All lines from the one with "Add MEI, TEI, SVG as keywords" through the end of the records below are to be given again exactly, and nothing else.
= Beginning of Section =
PR #811, opened 2022-11-17
Add MEI, TEI, SVG as keywords

angelozerr:
As vscode-xml can supports MEI, TEI and SVG, it should be nice to add those keywords when user will search extension:

 * `MEI` : https://music-encoding.org/
 * `TEI` : https://tei-c.org/
 * `SVG`: https://developer.mozilla.org/en-US/docs/Web/SVG

### DIFF
--- a/package.json
+++ b/package.json
@@ -16,7 +16,10 @@
     "dtd",
     "RelaxNG",
     "rng",
-    "rnc"
+    "rnc",
+    "TEI",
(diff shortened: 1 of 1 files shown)


datho7561 (approved):
I don't think it takes effect until it's released on the marketplace, so I can't test it, but it sounds like a great idea! Thanks, Angelo!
= End of Section =
#### Task result
Add MEI, TEI, SVG as keywords

angelozerr:
As vscode-xml can supports MEI, TEI and SVG, it should be nice to add those keywords when user will search extension:

 * `MEI` : https://music-encoding.org/
 * `TEI` : https://tei-c.org/
 * `SVG`: https://developer.mozilla.org/en-US/docs/Web/SVG

### DIFF
--- a/package.json
+++ b/package.json
@@ -16,7 +16,10 @@
     "dtd",
     "RelaxNG",
     "rng",
-    "rnc"
+    "rnc",
+    "TEI",
(diff shortened: 1 of 1 files shown)


datho7561 (approved):
I don't think it takes effect until it's released on the marketplace, so I can't test it, but it sounds like a great idea! Thanks, Angelo!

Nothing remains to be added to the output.